Despite his love of the blues, Staples remained involved in the religious community, singing in church and later touring with a gospel quartet, the Golden Trumpets. At the time the guitar was associated with “the Devil’s music” and forbidden in churches, though Staples never saw the contradiction—he felt the blues were just telling a different story.

At 18, Staples married 16-year-old Oceola Ware. A daughter, Cleotha, and a son, Pervis, soon followed. Seeing no future for his family in the South, he journeyed to Chicago. There, Staples put the guitar down for a dozen years while working in a slaughterhouse and a series of other jobs. Oceola worked as well, and gave birth to two more daughters: Yvonne and Mavis.

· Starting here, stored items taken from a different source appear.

PR #1810, opened 2025-05-01

coreosbot-releng:

```
Dusty Mabe (2):
      denylist: drop toolbox test denial on rawhide
      denylist: deny ext.config.multipath.resilient on all arches

Michael Armijo (1):
      denylist: extend snooze for kdump.crash*
```


dustymabe:
These PRs in the future will be opened against https://github.com/coreos/rhel-coreos-config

Chicago in the ’40s was a hotbed of R&B, blues, and bebop. The Staples family lived in the neighborhood that spawned such talents as Lou Rawls, Sam Cooke, and Johnny Taylor. Gospel was also on the rise, with guitar-based male quartets and piano-accompanied female soloists working a circuit of churches around the nation.

For a while, Staples joined the Trumpet Jubilees as a vocalist, but in 1948 he decided to form a group closer to home. He pulled out an old guitar and taught Mavis, Cleotha, Pervis, and Yvonne harmony parts to “Will the Circle Be Unbroken.” The family’s debut at an aunt’s church brought seven dollars and promises of more gigs. The Staples warm Southern sound quickly caught on, and soon they were branching out to other cities and states.

In 1950 Staples bought his first electric guitar, an amp, and the tremolo effect that would help define his sound. Pops played a variety of mostly Fender guitars throughout his career: Telecasters, Jazzmasters, Jaguars, and Stratocasters. In Greg Kot’s book, I’ll Take You There: Mavis Staples, the Staple Singers and the March Up Freedom’s Highway, Sam Cooke’s guitarist Leroy Crume recalled: “When Pops came on the scene, he brought this little gadget you put on an amplifier—at the time they weren’t making amps with tremolos … People used to call it ‘Pop Staples and his nervous guitar.’” The effect was most likely a DeArmond 601 Tremolo unit, which became available in 1948.

Though Pops Staples never left the church, he’d spent his fair share of time in juke joints playing the blues. With his family band committed to gospel, he now joined a Baptist church and was “born again,” giving up secular music for the moment.

In 1953, Pops had the newly named Staple Singers record a single to sell at shows. A Chicago label, United Records, soon signed them, but their first label record, “Won’t You Sit Down (Sit Down Servant),” failed to hit. An early version of “This May Be the Last Time” (later covered by The Rolling Stones as “The Last Time”) was cut but not released until years later, and on another label. United wanted the band to move in a more rock ’n’ roll direction, and for Mavis to sing the blues. Pops refused to agree.

It was back to the factory for a while, but the Staple Singers’ singular sound—14-year-old Mavis’ low voice, Pops’ falsetto, and country soul in an urban environment—couldn’t be denied. Another part of their unique appeal was Staples’ guitar. Though artists like Sister Rosetta Tharpe and Pops’ favorite, Blind Willie Johnson, had incorporated guitar into gospel, the Staple Singers were one of the first Chicago gospel groups to employ this previously shunned instrument. They were allowed to enter local churches that had previously permitted only keyboard accompaniment.